Pastor Parra, Seelsorger der Gemeinden der Siebenten-Tags-Adventisten im Norden von Copiapó/Chile, stattete bereits im August die eingeschlossenen 33 Bergarbeiter mit kleinen Bibeln aus, die jeweils den Namen eines Bergmannes und eine persönliche, ermutigende Widmung enthielten. In Absprache mit dem für die Minenarbeiter der Region zuständigen Pfarrer Laurence Golborne wurden die Bibeln in einer Größe von acht mal zwölf Zentimeter so aufbereitet, dass sie in die Transporthülse passten, mit der die Eingeschlossenen versorgt werden.

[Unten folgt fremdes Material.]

PR #1193, opened 2022-05-06
feat: make Docker images ARM-friendly

shubha-rajan:
## Change Description

Enable multiarchitecture builds in Cloud Build to make our Docker images compatible with ARM64 Linux and MacOS.

### DIFF
--- a/Dockerfile.alpine
+++ b/Dockerfile.alpine
@@ -22,7 +22,7 @@ ARG TARGETOS
 ARG TARGETARCH
 
 RUN go get ./...
-RUN CGO_ENABLED=0 GOOS=${TARGETOS} GOARCH=${TARGETARCH} \
+RUN GOOS=${TARGETOS} GOARCH=${TARGETARCH} \
     go build -ldflags "-X main.metadataString=container.alpine" -o cloud_sql_proxy ./cmd/cloud_sql_proxy
 
 # Final stage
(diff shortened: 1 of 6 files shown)


Dockerfile.alpine
```diff
@@ -13,13 +13,17 @@
...
 
 WORKDIR /go/src/cloudsql-proxy
 COPY . .
 
+ARG TARGETOS
+ARG TARGETARCH
+
 RUN go get ./...
-RUN go build -ldflags "-X main.metadataString=container.alpine" -o cloud_sql_proxy ./cmd/cloud_sql_proxy
+RUN CGO_ENABLED=0 GOOS=${TARGETOS} GOARCH=${TARGETARCH} \
```
enocom, line 25: My uninformed opinion is that we should always build static binaries, including for Alpine and Buster. However, this is a change from previous versions. Do we need to enable this for the multi arch builds?

enocom (approved):
I built all three containers in my test project, confirmed that the manifest for each includes both architectures, and that each container can start the proxy without issue on Linux. I don't have an M1 machine, but trust the Docker will do the right thing.

image

Dockerfile.alpine
shubha-rajan: Tested this removing the `CGO_ENABLED=0` flag on my M1 mac and it works, so I agree, let's remove from the diff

Jeder Miniaturbibel wurde ein Vergrößerungsglas beigelegt, um das Lesen zu erleichtern. Auf einem Aufkleber stehen der Name des jeweiligen Empfängers und die Worte „Wir beten um Ihre Rückkehr“. Außerdem sind aus dem 40. Psalm die Verse 2 und 3 hervorgehoben: „Ich harrte des HERRN, und er neigte sich zu mir und hörte mein Schreien. Er zog mich aus der grausigen Grube, aus lauter Schmutz und Schlamm, und stellte meine Füße auf einen Fels, dass ich sicher treten kann.“

Ähnliche Bibeln, allerdings in normaler Größe, erhielten die Familien der Bergarbeiter, die sich im „Zeltlager der Hoffnung“ auf dem Minengelände aufhalten, sowie der chilenische Staatspräsident Sebastián Piñera und Gesundheitsminister Jaime Mañalich, welche die Angehörigen besuchten. Parra ist fast jeden Tag auf dem Minengelände. Um zwölf Uhr und um 18 Uhr lädt er zum Gebet für die verschütteten Bergleute ein. Für Familienangehörige und Rettungskräfte bietet er zudem Seelsorge an. Auch führt er Bibelstudien durch.

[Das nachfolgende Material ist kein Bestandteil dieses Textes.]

PR #1214, opened 2022-06-03
feat: add support for Automatic IAM AuthN

enocom:
This commit adds a global flag and an instance-level query parameter.
The primary use cases are:

1. Enable IAM AuthN for all instances with the global flag
2. Enable IAM AuthN on a per instance basis with the query param


cmd/root.go
```diff
@@ -122,6 +122,8 @@ any client SSL certificates.`,
 		"Initial port to use for listeners. Subsequent listeners increment from this value.")
 	cmd.PersistentFlags().StringVarP(&c.conf.UnixSocket, "unix-socket", "u", "",
 		`Enables Unix sockets for all listeners using the provided directory.`)
+	cmd.PersistentFlags().BoolVarP(&c.conf.IAMAuthN, "iam-authn-login", "i", false,
```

Am 5. August wurden durch einen Bergschlag in der kleinen Gold- und Kupfermine San José in der Atacama-Wüste 45 Kilometer nördlich der chilenischen Stadt Copiapó 33 Bergleute verschüttet. Sie blieben unverletzt und zogen sich in 700 Meter Tiefe in einen Schutzraum zurück. Am 22. August gelang es, durch eine Bohrung mit ihnen Kontakt aufzunehmen. Sie werden seitdem durch eine enge Röhre mit dem Nötigsten versorgt. Mit schweren Bohrgeräten versuchen die Retter, zu den Eingeschlossenen vorzudringen.

Die Anfänge der Kirche der Siebenten-Tags-Adventisten in Chile gehen auf das Jahr 1885 zurück. Heute gibt es dort mehr als 126.000 erwachsen getaufte Mitglieder in 571 Gemeinden.